* DIRECTIONS:
Repeat the data. Keep each line identical.

* RECORDS SUPPLIED:

========

PR #559, opened 2021-11-04
Rename `lazy_linalg` config option `matrix_free`

JonathanWenger:
# In a Nutshell
This PR gives a more descriptive name (`matrix_free`) to the configuration option which uses linear operators instead of full matrices.

# Detailed Description
The term `matrix_free` is a more complete description of what functionality `LinearOperator`s offer, namely that they
- only implicitly define the matrix-vector product
- generally do not instantiate a full matrix in memory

========

* EXERCISE OUTPUT:
PR #559, opened 2021-11-04
Rename `lazy_linalg` config option `matrix_free`

JonathanWenger:
# In a Nutshell
This PR gives a more descriptive name (`matrix_free`) to the configuration option which uses linear operators instead of full matrices.

# Detailed Description
The term `matrix_free` is a more complete description of what functionality `LinearOperator`s offer, namely that they
- only implicitly define the matrix-vector product
- generally do not instantiate a full matrix in memory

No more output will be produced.